Go Up to Character Sets for DOS


InterBase now supports 16-bit UNICODE_BE and UNICODE_LE as server character sets. These character sets cannot be used as client character sets. If your client needs full UNICODE character support, please use UTF8 instead of UNICODE_LE and UNICODE_BE for the client character set (a.k.a LC_CSET). A client can use the UTF8 (or other native) client character set to connect with a UNICODE database.

A database schema is declared to use the new character set in the CREATE DATABASE statement, as follows:

CREATE DATABASE <filespec> <...> DEFAULT CHARACTER SET UNICODE;

Note that InterBase uses “big endian” ordering by default.
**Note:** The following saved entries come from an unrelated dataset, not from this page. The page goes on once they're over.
PR #1862, opened 2021-07-29
Fix Openssl build with ninja on windows

thhous-msft:


nibanks (approved):

thhous-msft:
Adding tests for this is difficult, because the ninja setup in terminal requires some manual configuration, so I'll make that a future work item. But at least this will unblock the current issue. I was able to do an OpenSSL build from VS directly.

PR #1865, opened 2021-07-30
Add support for tracking process owning connection.

anrossi:
Add support, for Windows Kernel, to track the process which owns the client connection.
Tracking is not available in server processes, since kernel listeners on the same address and port will share the socket, and attribution would go to the first listener to open the socket.

### DIFF
--- a/src/core/binding.h
+++ b/src/core/binding.h
@@ -257,6 +257,9 @@ QuicBindingInitialize(
 #ifdef QUIC_COMPARTMENT_ID
     _In_ QUIC_COMPARTMENT_ID CompartmentId,
 #endif
+#ifdef QUIC_OWNING_PROCESS
+    _In_opt_ QUIC_PROCESS OwningProcess,
+#endif
     _In_ BOOLEAN ShareBinding,
     _In_ BOOLEAN ServerOwned,
     _In_opt_ const QUIC_ADDR* LocalAddress,
--- a/src/core/binding.h
+++ b/src/core/binding.h
@@ -254,17 +254,7 @@ CXPLAT_DATAPATH_UNREACHABLE_CALLBACK QuicBindingUnreachable;
 _IRQL_requires_max_(PASSIVE_LEVEL)
 QUIC_STATUS
 QuicBindingInitialize(
-#ifdef QUIC_COMPARTMENT_ID
-    _In_ QUIC_COMPARTMENT_ID CompartmentId,
-#endif
-#ifdef QUIC_OWNING_PROCESS
-    _In_opt_ QUIC_PROCESS OwningProcess,
-#endif
-    _In_ BOOLEAN ShareBinding,
-    _In_ BOOLEAN ServerOwned,
-    _In_opt_ const QUIC_ADDR* LocalAddress,
-    _In_ const uint32_t LocalInterface,
-    _In_opt_ const QUIC_ADDR* RemoteAddress,
+    _In_ const CXPLAT_UDP_CONFIG* UdpConfig,
     _Out_ QUIC_BINDING** NewBinding
     );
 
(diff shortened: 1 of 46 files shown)


src/core/connection.c
```diff
@@ -5715,6 +5718,9 @@ QuicConnParamSet(
                 QuicLibraryGetBinding(
 #ifdef QUIC_COMPARTMENT_ID
                     Connection->Configuration->CompartmentId,
+#endif
+#ifdef QUIC_OWNING_PROCESS
+                    Connection->Configuration->OwningProcess,
```
anrossi, line 5723: Should this always be `NULL`? In this case, the connection is already started, which means its attached to a binding which already has a socket that is created.

src/platform/datapath_winkernel.c
```diff
@@ -1463,7 +1463,11 @@ CxPlatSocketCreateUdp(
             WSK_FLAG_DATAGRAM_SOCKET,
             Binding,
             &Datapath->WskDispatch,
+#ifdef QUIC_OWNING_PROCESS
+            Config->OwningProcess,
```
anrossi, line 1467: Does the socket abstraction need to store this and `AddRef`/`Release` on it?  I am assuming here that WSK will `AddRef` if it needs to keep the process handle around. 
Since this call completes inline, I don't `AddRef`/`Release`, since the Configuration still owns the pointer.

src/core/binding.h
```diff
@@ -256,6 +256,9 @@ QUIC_STATUS
 QuicBindingInitialize(
```
nibanks, line 256: I think it might just be best to have this take the `UdpConfig` directly for most args now.

src/inc/quic_platform_winkernel.h
```diff
@@ -848,6 +848,16 @@ CxPlatRandom(
     _Out_writes_bytes_(BufferLen) void* Buffer
     );
 
+//
+// Process object abstraction
+//
+
+#define QUIC_PROCESS PEPROCESS
```
nibanks, line 855: Instead of putting `QUIC_OWNING_PROCESS=1` in the VS project files for kernel, just define it here directly. Then all kernel (i.e. datapath_winkernel.c) code can just assume it's set.

src/platform/datapath_winkernel.c
nibanks: You can remove the `#ifdef` check, and I don't think the socket abstraction needs to store this. Maintaining it on the configuration is enough.

src/core/listener.c
```diff
@@ -263,6 +263,9 @@ MsQuicListenerStart(
         QuicLibraryGetBinding(
 #ifdef QUIC_COMPARTMENT_ID
             QuicCompartmentIdGetCurrent(),
+#endif
+#ifdef QUIC_OWNING_PROCESS
+            NULL,           // Owning process not support for listeners.
```
nibanks, line 268:
```suggestion
            NULL,           // Owning process not supported for listeners.
```

src/platform/datapath_winkernel.c
anrossi: I have the parameter on the `UdpConfig` also wrapped in the `#ifdef` so it doesn't confuse usage when that feature is not enabled. So this should stay.

nibanks: I disagree. You only need the ifdef in the cases where that source might not have it. The winkernel.c code has it 100% of the time.

src/core/connection.c
anrossi: Since a new socket could be opened (if the connection is going to use a new local address) this will remain.

nibanks (approved):

PR #1875, opened 2021-08-03
Return ABORTED if a stream is opened or started after the connection has been shutdown

### LINKED ISSUE #1870: Improve status codes for cases when connection/stream is closed by remote peer
This is related to discussions in https://github.com/dotnet/runtime/issues/53224 and https://github.com/dotnet/runtime/issues/56133

The `INVALID_STATE` makes sense for cases when there is user error e.g. for example the connection/stream was closed locally but then we try to use it. However, there is race condition when this case be caused by remote peer so it seems like almost any call can fail with this and then what we surface may not be really helpful. 

It would be nice if we can get some different error - either existing one like `QUIC_STATUS_ABORTED` or `QUIC_STATUS_CONNECTION_REFUSED`  or have new code if that seems more appropriate. 

cc: @manickap @geoffkizer

thhous-msft:
Closes #1870

### DIFF
--- a/src/core/api.c
+++ b/src/core/api.c
@@ -602,6 +602,7 @@ MsQuicStreamOpen(
 {
     QUIC_STATUS Status;
     QUIC_CONNECTION* Connection;
+    BOOLEAN ClosedLocally;
 
     QuicTraceEvent(
         ApiEnter,
@@ -631,8 +632,11 @@ MsQuicStreamOpen(
 
     QUIC_CONN_VERIFY(Connection, !Connection->State.Freed);
 
-    if (QuicConnIsClosed(Connection)) {
-        Status = QUIC_STATUS_INVALID_STATE;
+    if (QuicConnIsClosedLocation(Connection, &ClosedLocally)) {
+        Status =
+            ClosedLocally ?
+            QUIC_STATUS_INVALID_STATE :
+            QUIC_STATUS_ABORTED;
         goto Error;
     }
 
--- a/src/core/api.c
+++ b/src/core/api.c
@@ -602,7 +602,6 @@ MsQuicStreamOpen(
 {
     QUIC_STATUS Status;
     QUIC_CONNECTION* Connection;
-    BOOLEAN ClosedLocally;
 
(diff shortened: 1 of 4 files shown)


src/core/connection.h
```diff
@@ -671,6 +671,21 @@ QuicConnIsClosed(
...
 
+//
+// Helper for checking if a connection is currently closed with a local close
+// check.
+//
+inline
+BOOLEAN
+QuicConnIsClosedLocation(
+    _In_ const QUIC_CONNECTION * const Connection,
+    _Out_ BOOLEAN ClosedLocally
```
anrossi, line 682: Pointer?

src/core/api.c
```diff
@@ -631,8 +632,11 @@ MsQuicStreamOpen(
 
     QUIC_CONN_VERIFY(Connection, !Connection->State.Freed);
 
-    if (QuicConnIsClosed(Connection)) {
-        Status = QUIC_STATUS_INVALID_STATE;
+    if (QuicConnIsClosedLocation(Connection, &ClosedLocally)) {
```
nibanks, line 635: This PR is way over complicated. `QuicConnIsClosed` is just a wrapper checking two booleans. Just check them independently and return the error accordingly. No need for extra functions.

src/core/api.c
```diff
@@ -631,8 +631,12 @@ MsQuicStreamOpen(
 
     QUIC_CONN_VERIFY(Connection, !Connection->State.Freed);
 
-    if (QuicConnIsClosed(Connection)) {
-        Status = QUIC_STATUS_INVALID_STATE;
+    BOOLEAN ClosedLocally = Connection->State.ClosedLocally;
```
anrossi, line 634: Why is `ClosedLocally` cached in a local variable, but `ClosedRemotely` isn't?

thhous-msft: Because ClosedLocally is read twice. Additionally, this function specifically is not explicitly called on the worker, so theres a definite possibility for 2 reads here to return 2 different values.

anrossi (approved):

PR #1881, opened 2021-08-06
Create nuget packages for distribution

thhous-msft:


nibanks (approved):

src/nuget/msquic-openssl.nuspec
```diff
@@ -0,0 +1,16 @@
+<?xml version="1.0"?>
+<package xmlns="http://schemas.microsoft.com/packaging/2011/08/nuspec.xsd">
+  <metadata>
+    <id>msquic-openssl</id>
+    <version>1.7.0</version>
```
nibanks, line 5: Is it not possible to include the build ID in the version?

ThadHouse: Build Id makes things see the package as prerelease. But it might be possible there's another tag to make it work. I'll investigate before merging.

thhous-msft: I got commit hash and git repo in the package. So that should work good enough.

nibanks: Perhaps. But if that's from an internal merge commit, how helpful would it be?

thhous-msft: We run into the same issue in sourcelink for debugging. I'll update the script so it uses the correct repo. Which would then be just as helpful as build numbers.

PR #1891, opened 2021-08-09
Fix QNS builds

thhous-msft:
ALIAS targets only work in 3.18. Instead of bumping the requirement, remove the ALIAS target from OpenSSL

### DIFF
--- a/CMakeLists.txt
+++ b/CMakeLists.txt
@@ -138,12 +138,6 @@ set(QUIC_LIBRARY_NAME "msquic" CACHE STRING "Override the output library name")
 
 set(BUILD_SHARED_LIBS ${QUIC_BUILD_SHARED})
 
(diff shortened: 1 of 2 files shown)


CMakeLists.txt
```diff
@@ -138,12 +138,6 @@ set(QUIC_LIBRARY_NAME "msquic" CACHE STRING "Override the output library name")
 
 set(BUILD_SHARED_LIBS ${QUIC_BUILD_SHARED})
 
-# FindLTTngUST does not exist before CMake 3.6, so disable logging for older cmake versions
```
thhous-msft, line 141: Removing this, as we require 3.16 at minimum higher up, so this can never be hit.

nibanks (approved):

anrossi (approved):

PR #1895, opened 2021-08-10
Remove clog dependency from 1.1 release build

thhous-msft:
Makes onebranch builds much easier.

Not a direct cherry-pick backport because the build has had some major changes. But identical to change done in main.


nibanks (approved):

scripts/build.ps1
```diff
@@ -167,6 +167,14 @@ param (
 Set-StrictMode -Version 'Latest'
 $PSDefaultParameterValues['*:ErrorAction'] = 'Stop'
 
+if ($Parallel -lt -1) {
+    if ($IsWindows) {
+        $Parallel = -1
```
anrossi, line 172: Does `$Parallel` being -1 mean that CMake will use the platform's level of parallelism?

thhous-msft: -1 means no parallelization. 0 means platform level (That happens down around line 345)

thhous-msft: And in this case, we want no parallelization on Windows (/MP to the compiler handles that) and we want platform level of parallelization on unix platforms so it will use all cores by default.

PR #4807, opened 2025-02-12
Add "delay" and "delayType" options to secnetperf tool

sm-msft:
## Description
Add the ability to introduce server-side delays into data streams in the secnetperf tool.

- Default/fixed delay introduces specific microseconds of busy-wait delay
- Variable delay introduces an exponetially distributed random busy-wait delay. 
- Delays are introduced on a separate background thread right before the server sends a response to the client. This thread is pinned to a specific processor (same processor as the one on which the request was received) for predictable behavior.
- Documentation/help text updated
- Minor code reorganization

## Testing
This change updates the test tool. Existing tests are all passing with this change.

## Documentation
Documentation has been updated.


src/perf/lib/PerfServer.cpp
```diff
@@ -181,6 +201,74 @@ PerfServer::ConnectionCallback(
...
+        Now = CxPlatTimeUs64();
+    } while (CxPlatTimeDiff64(Start, Now) <= DelayUs);
+}
+
+double
+PerfServer::CalculateVariableDelay(double lambda)
+{
+    lambda = abs(lambda);
+    std::mt19937 random_generator(CxPlatTimeUs32());
+    std::exponential_distribution<> distribution(lambda);
```
guhetier, line 225: Is there a reason to re-create the distribution on every call?
In the same way that a random seed should usually be provided only once, I expect that recreating the randomness source + the distribution might impact the randomness (and might be a more expensive operation)

src/perf/lib/PerfServer.cpp
```diff
@@ -71,6 +73,24 @@ PerfServer::Init(
         }
     }
 
+    _Benign_race_begin_
```
guhetier, line 76: There is no real race possible, right? This is only the analysis being confused because it can't know initialization is always complete before the stream starts?
`_No_competing_thread_` might be more adapted.

src/perf/lib/PerfServer.cpp
```diff
@@ -181,6 +201,74 @@ PerfServer::ConnectionCallback(
...
+PerfServer::IntroduceVariableDelay(uint32_t DelayUs)
+{
+    if (0 == DelayUs) {
+        return;
+    }
+
+    double lambda = ((double)1) / DelayUs;
+    // Mean value of VariableDelay is expected to be DelayUs
+    double VariableDelay = CalculateVariableDelay(lambda);
+    double MaxFixedDelayUs = 2 * DelayUs;
```
guhetier, line 239: I am surprised to see this depend on `DelayUs` and not be a constant.
For instance, if `DelayUs` is 1us, we should not busy-work for 2us, but if `DelayUs` is 10us, it would be ok to busy-work for 19us?

src/perf/lib/PerfServer.cpp
sm-msft: We are just spinning cycles here. Reseeding the random generator should not make it any less random (and if it does, then it is not a random generator).

src/perf/lib/PerfServer.cpp
sm-msft: Although initialization is run only once, we are not enforcing it in any way. There are competing threads reading the variable and potential competing thread that can write to it. It should not matter in either case, hence the benign race tagging. I am not sure if this will help or hurt the readability here but just keeping it around while I work on developing this.

src/perf/lib/PerfServer.cpp
sm-msft: This depends on DelayUs due to statistical distribution of the exponential distribution generator used here. This simulates a statistically probable large delay.

A fixed or variable delay do not scale down well into low microseconds even if we did not have this rounding issue here. They do not scale well up into multiple milliseconds either. We probably need to impose some limits on the nominal delay parameter.

src/perf/readme.md
```diff
@@ -29,6 +29,8 @@ ecn | `-ecn:<0,1>` | Enables sender-side ECN support.
 exec | `-exec:<lowlat,maxtput,scavenger,realtime>` | The execution profile used for the application.
 pollidle | `-pollidle:<time_us>` | The time, in microseconds, to poll while idle before sleeping (falling back to interrupt-driven IO).
 stats | `-stats:<0,1>` | Prints out statistics at the end of each connection.
+delay | `[-delay:<microseconds>]` | Optional delay in microseconds to be introduced before the server responds to a request.
+delayType | `[-delayType:<fixed|variable>]` | Optional "delay type" can be specified in conjunction with the delay argument. "fixed" delay type introduces the specified delay before the server responds to any request and this is the default behavior. "variable" delay type introduces a statistical variability to the specified delay.
```
sm-msft, line 34: Sample run with cmd ` .\secnetperf.exe -target:127.0.0.1  -down:1KB -ptput:1  -streams:10`
Without server delays:
      _Result: Download 1000 bytes @ 2569 kbps (3.113 ms).
      Result: Download 1000 bytes @ 2457 kbps (3.255 ms).
      Result: Download 1000 bytes @ 2399 kbps (3.334 ms).
      Result: Download 1000 bytes @ 2316 kbps (3.453 ms).
      Result: Download 1000 bytes @ 2251 kbps (3.553 ms).
      Result: Download 1000 bytes @ 2200 kbps (3.636 ms).
      Result: Download 1000 bytes @ 2162 kbps (3.699 ms).
      Result: Download 1000 bytes @ 2130 kbps (3.755 ms).
      Result: Download 1000 bytes @ 2096 kbps (3.816 ms).
      Result: Download 1000 bytes @ 2065 kbps (3.874 ms)._

With 500us fixed server delay:
      _Result: Download 1000 bytes @ 1015 kbps (7.875 ms).
      Result: Download 1000 bytes @ 1000 kbps (7.996 ms).
      Result: Download 1000 bytes @ 992 kbps (8.062 ms).
      Result: Download 1000 bytes @ 985 kbps (8.121 ms).
      Result: Download 1000 bytes @ 977 kbps (8.185 ms).
      Result: Download 1000 bytes @ 970 kbps (8.245 ms).
      Result: Download 1000 bytes @ 962 kbps (8.309 ms).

The attributes for the UNICODE_BE and UNICODE_LE character sets are shown in InterBase Character Sets.

Note: InterBase 2008 does not support UNICODE collations in this release. The default collation is binary sort order for UNICODE.

Support for the UTF-8 Character Set

The UTF-8 character set is an alternative coded representation form for all of the characters of the ISO/IEC 10646 standard. To use the UTF-8 character set, you would declare a database schema to use the character set, in the CREATE DATABASE SQL statement, as shown below:

CREATE DATABASE <filespec> <...> DEFAULT CHARACTER SET UTF8;

Additionally, you may use the alias UTF_8.

The attributes for the UTF-8 character set are shown in InterBase Character Sets.